PR #2534, opened 2020-04-18
feat: support axis `domain/grid/tickCap`

kanitw:
Part of https://github.com/vega/vega-lite/issues/6353

PR #2542, opened 2020-04-21
A branch for Vega pre-release

kanitw:
@jheer 

To accelerate the features that needs review to get into Vega's official release, we're creating this `next` branch so that we can make a pre-release with a tag `next` instead of the default `latest` tag. 

We'll merge our urgent PRs into this branch so that you can review them collectively whenever you have time to make the next official Vega release.


domoritz:
Changelog for ARIA pull request:

**vega-parser**

- Add support for `ariaLabel`, `ariaRole`, `ariaRoleDescription`, and `ariaHidden` to encodings, axes, legends, and titles.
- Automatically set the role of guide groups to `graphics-object`.
- Create default descriptions for axes and legends.
- Set default aria role and aria role description for marks.

**vega-schema**

- Add support for `ariaLabel`, `ariaRole`, `ariaHidden`, and `ariaRoleDescription` to encodings, axes, legends, and titles.

**vega-scenegraph**

- Add support for `ariaLabel`, `ariaRole`, `ariaHidden`, and `ariaRoleDescription` to SVG renderer.

**vega-typings**

- Add `ariaLabel`, `ariaRole`, `ariaHidden`, and `ariaRoleDescription` to encodings, axes, legends, and titles.

Now we can support https://blog.tenon.io/accessible-charts-with-aria and https://www.w3.org/TR/graphics-aria-1.0/.

domoritz:
Changelog for #2534 

**vega-parser**
- Add axis `domain/grid/tickCap`

**vega-typings**
- Add axis `domain/grid/tickCap`

jheer:
I'm afraid this is going to make reviewing much more difficult. Collectively reviewing a pile of PRs that target different needs that have been squashed onto one thread does not sound like a good solution to me, especially when some may need further edits and others may not.

I'm not sure if it is strictly necessary to add this extra level of management. I try to be prompt with reviews and updates. Recently this has taken longer than usual because of the scope and not-yet-finalized design decisions of the aria additions, other work obligations, and a coronavirus home schooling schedule. I don't mind having an "experimental" branch with non-official releases, but I don't want to categorize major, possibly unvetted changes under "next" while also complicating the review process.

kanitw:
> I don't mind having an "experimental" branch with non-official releases, but I don't want to categorize major, possibly unvetted changes

We can rename `next` to `exp` or `experimental` if you prefer that. 

(Between the two, I prefer `exp` since it's shorter.)

> Collectively reviewing a pile of PRs that target different needs that have been squashed onto one thread does not sound like a good solution to me, especially when some may need further edits and others may not.

The other solution we considered is to submit urgent PRs twice -- one to merge into `exp` and another official one for `master`.  The latter can still go through normal review process.

To avoid flooding the pull requests on the main Vega repo, we can also put the experimental branch and PRs in a separate `vega-exp(erimental)` repo.

(ps. I actually original suggested this exp repo approach, but we chose to propose this unified branch as it might be simpler to handle conflicts.  But given this will complicate the review process, I agree that making it clear that it's experimental is better.)

In any case, since there are other packages downstream and we [can't make them depend on a subfolder of monorepo's git url](https://github.com/npm/npm/issues/2974), we still need to make experimental releases to run test with downstream packages (e.g., experimental branch in Vega-Lite).  Please add us to Vega subpackages so we can still make experimental prereleases.

PR #2543, opened 2020-04-21
chore: add `release-next` script

kanitw:


domoritz:
- [ ] Make sure this release script does not automatically update the schema.

jheer:
Closing for now. The added command hopefully won't be needed (at least not often) and is simple enough to be used directly in the future if needed. If we end up using it more than expected we can consider re-adding in the future (though using 'experimental' instead of 'next').

PR #2546, opened 2020-04-21
Add ARIA accessibility features.

jheer:
Restoring this PR for review and revision, after it was merged onto the `next` branch.


jheer:
Note: an alternative approach to ARIA attribute generation is explored in #2548.

jheer:
FYI I noticed a likely bug in vega-typings for the title guide. It looks like the subtitle ARIA properties are not properly named, and the `Title` type is overriding the ARIA properties with identical property names.

jheer:
Superceded by #2548

PR #2550, opened 2020-04-22
Use Math.floor to avoid overflow with large domain and small tickMinStep

rwoollen:
If you render the attached spec with a tickMinStep of `0.01` the axis labels disappear.  Setting a tickMinStep of `0.1` works fine.  The issue appears to be the `~~` operator forces a 32-bit conversion.
[vega-overflow.zip](https://github.com/vega/vega/files/4513100/vega-overflow.zip)


jheer:
Thank you for catching the problem and submitting a PR! The fix looks good. However, I'm currently refactoring the tick utilities in a feature branch and so have instead applied this fix there. It will be included in the v5.11 release. Thanks again!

+ + + +

Find the lines of the material that contain the word "legends" and report only how many there are.

4